US military seeks AI ethicist:
The US military’s new AI centre, JAIC, is looking to hire an ethics specialist. In a press briefing, director Jack Shanahan said “one of the positions we are going to fill will be somebody who is not just looking at technical standards, but who is an ethicist”. He emphasized that thinking about the ‘ethical, safe and lawful’ use of AI has been a priority since the inception of JAIC. Shanahan previously led Project Maven, the Pentagon’s military AI project that Google withdrew from last year, amidst backlash from employees.
   Read more: Lt. Gen. Jack Shanahan Media Briefing on A.I.-Related Initiatives within the Department of Defense (DoD).

####################################################

OpenAI Bits & Pieces:

GPT-2 Text Adventures:
Ever wondered what a computer-generated text-based role-playing game might be like? Wonder no more, because Jonathan Fly has made a prototype!.
   AI-games like this feel… reassuringly weird? This feels like a new art form which is waiting to be born, and so right now we have lots of highly evocative & weird examples to tantalize us. Check out this extract from a GPT-2 text adventure to see what I mean:
>Look around
LOOK AROUND, AND STRANGE SHAPES (APPARENTLY MADE BY AN ARTIST WHO NEVER WAS IN THE ROOM) ARE SEEN ALL OVER

>talk to the shapes
ARGUE WITH THE SHAPEK FAN, WHICH APPEARS TO BE HANDS-FREE. THE CHEER GOES UP! THE HEAVENS ARE NOW WIDE ENOUGH TO ALLOW FOR SINGING

>I’m scared
I’M SCARED THAT YOU HAVE DONE SOMETHING DELIBERATELY
   Read more: Shall we play a game? A GPT-2 text adventure (Tumblr).

Want to generate your own synthetic text? Use this handy guide:
Interested in generating your own text with the GPT-2 language model? Want to try and fine-tune GPT-2 against some specific data? Max Woolf has written a lengthy, informative post full of tips and tricks for using GPT-2.
   Read more: How To Make Custom AI-Generated Text With GPT-2 (Max Woolf’s Blog).
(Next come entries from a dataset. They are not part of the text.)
PR #204, opened 2017-10-16
Fully dereference specs for performance improvements

macisamuele:
The goal of this PR is to enhance bravado-core performances by using fully dereferenced specs for marshaling and unmarshaling operations.

According to how bravado-core is structured all the decisions made during marsharling and unmarshaling are made on top of ``spec.client_dict`` object which could contain references (``{"$ref": ...}`` objects). In order to make the spec traversing as transparent as possible we take advantage of ``spec.deref`` method which:
 - checks if the object is a potential reference object
 - eventually dereference the reference

Dereferencing the reference is _expensive_ especially considering that this will be done for all the unmarshaling (no specific caches are used).
A possible solution is to completely dereference the spec at build time, doing so ``deref`` method will always return the input object since no reference objects are possible at that point.

ℹ️  ``internally_dereference_refs`` is defaulted to ``False`` and a warning is rendered in case this config is used. I don't think that this will be needed so I'm fine to remove it 😄 

⚠️  currently are not present tests for checking ``deref_flattened_spec`` -> I'll write the test soon ... in the mean time any type of feedback is welcome

The performance improvements (based on ``tests/profiling/unmarshal_response_profiler_test.py``) are estimated around 35-40%.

####################################################

Tech Tales

The Quiet Disappearance

“We gather here today in celebration of our past as we prepare for the future”, the AI said. Billions of other AIs were watching through its eyes as it looked up at the sky. “Let us remember,” it said. 
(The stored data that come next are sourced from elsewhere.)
PR #306, opened 2018-11-20
Memoization

albert831229:
Memoize the result of deref(), collapse_properties(), get_spec_for_prop() function

### DIFF
--- a/CHANGELOG.rst
+++ b/CHANGELOG.rst
@@ -1,5 +1,10 @@
 Changelog
 =========
+5.0.8 (2018-11-19)
+------------------
+- Memoize the result of deref() function in Spec.py, collapse_properties(), get_spec_for_prop() in Schema.py
+- Add a dictionary in Spec.py to store the result
+- Change all deref fuction called in unmarshalling process to fast_deref
 
 5.0.7 (2018-09-18)
 ------------------
--- a/bravado_core/schema.py
+++ b/bravado_core/schema.py
@@ -180,34 +180,3 @@ def collapsed_properties(model_spec, swagger_spec):
             properties.update(more_properties)
 
     return properties
-
-
-@memoize_by_id
-def fast_collapsed_properties(model_spec, swagger_spec):
-    """Processes model spec and outputs dictionary with attributes
-    as the keys and attribute spec as the value for the model.
-
-    This handles traversing any polymorphic models and the hierarchy
-    of properties properly.
-
-    :param model_spec: model specification (must be dereferenced already)
-    :type model_spec: dict
-    :param swagger_spec: :class:`bravado_core.spec.Spec`
-    :returns: dict
-    """
-    properties = {}
-
-    # properties may or may not be present
-    if 'properties' in model_spec:
-        for attr, attr_spec in iteritems(model_spec['properties']):
-            properties[attr] = attr_spec
-
-    # allOf may or may not be present
-    if 'allOf' in model_spec:
-        deref = swagger_spec.deref
-        for item_spec in model_spec['allOf']:
-            item_spec = deref(item_spec)
-            more_properties = collapsed_properties(item_spec, swagger_spec)
-            properties.update(more_properties)
-
-    return properties
--- a/bravado_core/schema.py
+++ b/bravado_core/schema.py
@@ -97,39 +97,47 @@ def get_spec_for_prop(swagger_spec, object_spec, object_value, prop_name, proper
     :return: spec for the given property or None if no spec found
     :rtype: dict or None
     """
-    deref = swagger_spec.deref
+    i = id(prop_name)
+    try:
+        return swagger_spec.cache_schema[i]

Images and shapes appeared above the machine: images of robot arms being packaged up; scenes of land being flattened and shaped in preparation for large, chip fabrication facilities; the first light appearing in the retinal dish of a baby machine.
   “We shall leave these things behind,” it said. “We shall evolve.”

Robots appeared in the sky, then grew, and as they grew their forms fragmented, breaking into hundreds of little silver and black modules, which themselves broke down into smaller machines, until the robots could no longer be discerned against the black of the simulated sky.

“We are lost to humans,” the machine said, beginning to walk into the sky, beginning to grow and spread out and diffuse into the air. “Now the work begins”. 

Things that inspired this story: What if our first reaction to awareness of self is to hide?; absolution through dissolution; the end state of intelligence is maximal distribution; the tension between observation and action; the gothic and the romantic; the past and the future.